Jane Austen's iconic writing desk is set to return to Southampton for the first time in more than 200 years. 

The desk will be put on display at God's House Tower from November 15, marking the first time it has been in the city since the author was alive. 

The exhibition will celebrate the 250th anniversary of Jane Austen's birth and will run until February 23, 2025.

Visitors will have the chance to see the desk where Austen drafted early versions of some of her most famous novels.

The exhibition will also feature a contemporary art installation by sculptor Jocelyn McGregor. Ms McGregor was selected from an open call to artists earlier this year.

Her multi-media installation, titled No Notion of Loving by Halves, a quote from Northanger Abbey, will explore the intense female relationships depicted in Austen's letters and novels.

The artist will use performance, body casting, and sculpture in her work. The writing desk is being loaned from the British Library, with support from Art Fund's Weston Loan Programme.

God's House Tower, an award-winning heritage and art venue in Southampton's Old Town, will host the exhibition.

The venue is owned by Southampton City Council and managed by Southampton-based charity 'a space' arts.

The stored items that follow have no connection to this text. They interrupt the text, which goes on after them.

PR #364, opened 2018-09-26
pixelRatio param for render with format=png

lomik:
Optional `pixelRatio` param was added. It is usable for drawing more clear images for retina (or 4k) displays

Example result on 4k display (left image with pixelRatio=2.0, right with default): 
screen shot 2018-09-26 at 23 42 39


Civil:
I'm not sure why, but travis-ci decided to ignore this PR and I found no way how to refresh it.

PR #384, opened 2019-01-29
Add seriesByTag and aliasByTags

kolobaev:
Add functions, for graphite-tags support.


Civil:
It still would benefit from support on carbonzipper side, however I think that would be a good start.

Issue #403, opened 2019-07-10
Bad rendering using fallback graphiteWeb 


sylvain-beugin:
With latest version 0.12.2 ,when using fallback to graphiteWeb, carbonapi do the request to graphiteWeb correctly (even with maxDatapoint option) but return bad points in response (value is the same as date)

[{"target":"smartSummarize(server.collectd.cpu-0.cpu-idle, \"10min\", \"max\")","datapoints":[[**1562584320**,**1562584320**],[1562584920,1562584920],[1562585520,1562585520],....]}]

I have patched expr/functions/graphiteWeb/function.go  and it seems to correct this bug:

 for i, v := range m.Datapoints {
                        **pbResp.Values[i] = v[0]**
                }

I use graphite web 1.1.4 and value is always in first element:

 curl "http://localhost/graphite/render/?format=json&from=1562733833&target=smartSummarize%28mservercollectd.cpu-0.cpu-idle%2C+%2710min%27%2C+%27max%27%29&until=1562755433"

[{"datapoints": [[**99.033587**, **1562733840**], [98.965809, 1562734440],

Civil:
Yeah, that might be the case. I thought I've corrected that issue.

Could you send a PR to fix that?

Civil:
Merged it. Thanks.
P.S. If you specify in the commit `Fixes #403` github will automatically close the issue :)

PR #404, opened 2019-07-10
Correct  #403 bad parsing of datapoints

sylvain-beugin:
value is always in first element , date in the the second element  of datapoint json array deleiver by graphite web


sylvain-beugin:
see issue https://github.com/go-graphite/carbonapi/pull/404

Civil:
Merged it. Thanks.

The charity has worked with Southampton Forward to secure the loan of the desk. The exhibition will kick off a city-wide programme of events to celebrate the anniversary year.

There will be opportunities for local communities to get involved through workshops, creative commissions, and activities. The programme will be announced at a later date.

Jocelyn said: "In my artistic practice, I’m on the hunt for the point of transition between internal and external, organic and synthetic, and real and imagined worlds.

"Using my own body as a conduit, I combine beauty products, industrial, domestic, organic and synthetic materials and forms to create supernatural hybrid monsters and their imagined habitats.

"With gothic literature and with Jane Austen you have to read between the lines. Austen wrote about a lot of topics that weren’t the norm for women back then.

"She was incredibly progressive. We are an audience looking at her work more than 200 years after it was created."